An Atomistic Fingerprint Algorithm for Learning Ab Initio Molecular Force Fields

Yu-Hang Tang, Dongkun Zhang, and George Em Karniadakis, arXiv:1709.09235
Contributed by Jesper Madsen

Modeling potential energy landscapes of complex atomic environments is challenging. Conventional interatomic potentials are very useful because the potential energy surface is well approximated by some appropriate smooth function of nuclear coordinates. However, choosing the functional form too simple and closed comes with severe limitations because the true potential energy surface may not be (easily) decomposable. 

Instead of sticking with an explicit functional form, one can use continuous density-fields, formed by superimposition of a smoothing kernel on the atoms of the atomic configuration, in order to represent and compare atomistic neighborhoods. Herein, I highlight a recent example of such a method called Density-Encoded Canonically Aligned Fingerprint (DECAF). 

Figure 1: (A) “Two 1D density profiles, ρ1 and ρ2, are generated from two different atomistic configurations using atom-centered smoothing kernel functions. The ‘distance’ between them is measured as the L2 norm of their difference, which corresponds to the highlighted area in the middle plot.” (B) “Shown here is a 2D density field using smoothing kernels whose widths depend on the distances of the atoms from the origin. Darker shades indicate higher density.” 

The preprint by Tang et al. describes the DECAF algorithm (Fig. 1) and also briefly reviews and critically compares with the recent literature of similar methods [such as Smooth Overlap of Atomic Positions (SOAP), Coulomb Matrix, Graph Approximated Energy (GRAPE), and Atom-Centered Symmetry Functions].

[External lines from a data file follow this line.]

PR #1258, opened 2024-04-27
Add div and grad operators

timofeymukha:
Adds a strong gradient and a divergence operator. Both are wrappers around calls to dudxyz. Further optimizations (I guess mostly for the device) can be done in the future if necessary.

### DIFF
--- a/src/math/operators.f90
+++ b/src/math/operators.f90
@@ -47,15 +47,16 @@ module operators
   use space, only : space_t
   use coefs, only : coef_t
   use field, only : field_t
-  use math, only : glsum, cmult, add2, cadd
+  use math, only : glsum, cmult, add2, cadd, copy
   use device, only : c_ptr, device_get_ptr
-  use device_math, only : device_add2, device_cmult
+  use device_math, only : device_add2, device_cmult, device_copy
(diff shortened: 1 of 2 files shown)


njansson (approved):

src/math/operators.f90
```diff
@@ -85,6 +86,54 @@ subroutine dudxyz (du, u, dr, ds, dt, coef)
...
+    type(c_ptr) :: res_d
+
+    res_d = device_get_ptr(res)
+
+    call neko_scratch_registry%request_field(work, ind)
+
+    ! Get dux / dx
+    call dudxyz(work%x, ux, coef%drdx, coef%dsdx, coef%dtdx, coef)
+    if (NEKO_BCKND_DEVICE .eq. 1) then
+       call device_copy(res_d, work%x_d, work%size())
```
adperezm, line 112: Cant we avoid this by using res in the fitst dudxyz?

timofeymukha: Yeah, it seems so, good catch!

adperezm (approved):
I had checked this PR already so I can proceed to just approve.

PR #1260, opened 2024-04-28
HDF5 Support

njansson:
This add support for reading/writing (parallel) HDF5 files. The new format has been enabled as an optional format for checkpoints, but the backend can read/write most of our output lists.

### DIFF
--- a/src/field/field_series.f90
+++ b/src/field/field_series.f90
@@ -49,6 +49,11 @@ module field_series
      procedure, pass(this) :: size => field_series_size
   end type field_series_t
 
+  !> field_series_ptr_t, To easily obtain a pointer to a field series
+  type, public :: field_series_ptr_t
+     type(field_series_t), pointer :: fs => null()
+  end type field_series_ptr_t
+
 contains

The work rests on the key idea of splitting up conventional functional forms into two separate problems, one of representation and one of interpolation, which appears particularly powerful. Molecular fingerprint algorithms such as DECAF are promising in representing atomic neighborhoods faithfully using kernel regression methods. All the beneficial tools and analyses from modern statistics come into play, but there are still open questions that remain. For instance, it is not clear which smoothing kernel, distance metric (and so on) is superior in relating atomic configurations to one-another -- both in general and in specific situations. It is conceivable that there does not exist a best one-size-fits-all option. Furthermore, there will as always be tradeoffs between resolution and computational costs. For an introductory discussion on these topics, the preprint by Tang et al. (and the references within) is a good place to start.